他将黄符按在孩童眉心,符纸刚贴上就“滋啦”冒起黑烟,孩童突然发出一声凄厉的尖叫,眼睛猛地瞪圆——眼白上布满血丝,瞳孔里竟映出片晃动的水影,隐约能看见艘沉船的轮廓,船底的破洞里伸出无数只细小的手,正往他身上抓。
“龙船……船底有好多小孩……他们在哭……”孩童的声音突然变得尖利,像被捏住脖子的猫,“它说要凑够一百个孩子,船就能开了……还差三个……还差三个……”
镇长是个黝黑的汉子,此刻正蹲在墙角抽闷烟,烟杆掉在地上也没察觉,只是喃喃自语:“都怪我……上个月我在江里捞了块木板,上面刻着小孩的脸,我就该扔了它……不该拿回家里来……”
陈观棋心头一动:“木板在哪?”
镇长指了指墙角的神龛,那里摆着块巴掌大的木板,上面刻着个模糊的孩童头像,刻痕里积着黑泥,用手一抠,竟挖出些细小的指甲盖——不是人类的,更像某种鱼的鳞甲。
桃木剑突然在鞘里剧烈震颤,陈观棋猛地拔出剑,剑身的莲花纹亮得刺眼。
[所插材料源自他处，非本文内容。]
Issue #2960, opened 2016-04-11
Qualify cross-repository ticket references


strk:
As of 0.9.13.0318 referencing a ticket of a different repository results in rendering just the target ticket number w/out the target ticket repository name. It is confusing, IMHO.
On github those kind of references are rendered as `org/repo#ticketnum` instead.

Unknwon:
Can you given examples on https://try.gogs.io?

strk:
https://try.gogs.io/strk/test2/issues/1 -- see how the reference to `#3` does not include the repository name (`kalxas/OSGeoLive`)

strk:
Another test (so it doesn't point to a 404): https://try.gogs.io/strk/test1/issues/1

it would be also nice to get a back-reference, but I guess that's for another ticket ?

lstahlman:
I can pick this up.

Unknwon:
Fixed by #3436.

PR #3436, opened 2016-08-11
Improve cross-repository issue references in markdown

lstahlman:
The following changes are made to the way cross-repository issue references are handled:
-Short references can be used now e.g., `gogits/gogs#24`
-Rendering also includes the repo reference (addresses #2960). This applies to both short references and full URL references

### DIFF
--- a/modules/markdown/markdown.go
+++ b/modules/markdown/markdown.go
@@ -88,6 +88,9 @@ var (
 	IssueNumericPattern = regexp.MustCompile(`( |^|\()#[0-9]+\b`)
 	// IssueAlphanumericPattern matches string that references to an alphanumeric issue, e.g. ABC-1234
 	IssueAlphanumericPattern = regexp.MustCompile(`( |^|\()[A-Z]{1,10}-[1-9][0-9]*\b`)
+	// CrossReferenceIssueNumericPattern matches string that references a numeric issue in a difference repository
+	// e.g. gogits/gogs#12345
+	CrossReferenceIssueNumericPattern = regexp.MustCompile(`( |^)[0-9a-zA-Z]+/[0-9a-zA-Z]+#[0-9]+\b`)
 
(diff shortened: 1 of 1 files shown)


modules/markdown/markdown.go
```diff
@@ -258,6 +273,24 @@ func RenderIssueIndexPattern(rawBytes []byte, urlPrefix string, metas map[string
 	return rawBytes
 }
 
+// RenderCrossReferenceIssueIndexPattern renders issue indexes from other repositories to corresponding links.
+func RenderCrossReferenceIssueIndexPattern(rawBytes []byte, urlPrefix string, metas map[string]string) []byte {
+	pattern := CrossReferenceIssueNumericPattern
```
Unknwon: Why need a new variable?

modules/markdown/markdown.go
```diff
@@ -151,7 +154,19 @@ func (r *Renderer) AutoLink(out *bytes.Buffer, link []byte, kind int) {
 			if j == -1 {
 				j = len(m)
 			}
-			out.WriteString(fmt.Sprintf(`<a href="%s">#%s</a>`, m, base.ShortSha(string(m[i+7:j]))))
+
+			issue := string(m[i+7 : j])
+			fullRepoUrl := string(setting.AppUrl + strings.TrimPrefix(r.urlPrefix, "/"))
```
Unknwon: `string()` is redundant.

lstahlman:
Amended to address feedback.

bkcsoft:
Is it just me, or have you forgotten about alphanumeric issues? :smiley:

Unknwon:
Cross ref basically is for Gogs, and Gogs does not use alphanumeric format for issues, I think.

lstahlman:
@bkcsoft I did look at the alphanumeric pattern, but noticed it's only used when the meta style is set by Repository.ComposeMetas, which only sets it external issue trackers.

Unknwon:
I think repo and user name you should also allow `_` and `.` in regexp.

Unknwon:
Thanks!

他将剑尖指向那块木板,木板突然“啪”地裂开,从缝隙里涌出股黑绿色的黏液,滴在地上发出“滋滋”的声响,同时屋里响起一阵密集的“啪嗒”声——跟在破庙外听见的鱼爬声一模一样。
陆九思突然指向窗户,窗纸不知何时被捅出无数个小洞,每个洞里都贴着一只眼睛,浑浊的、布满血丝的眼睛,正死死盯着炕上的孩童。
“不好!”陆九思将黄符拍在孩童天灵盖上,“这些东西想趁他魂魄虚弱时抢肉身!”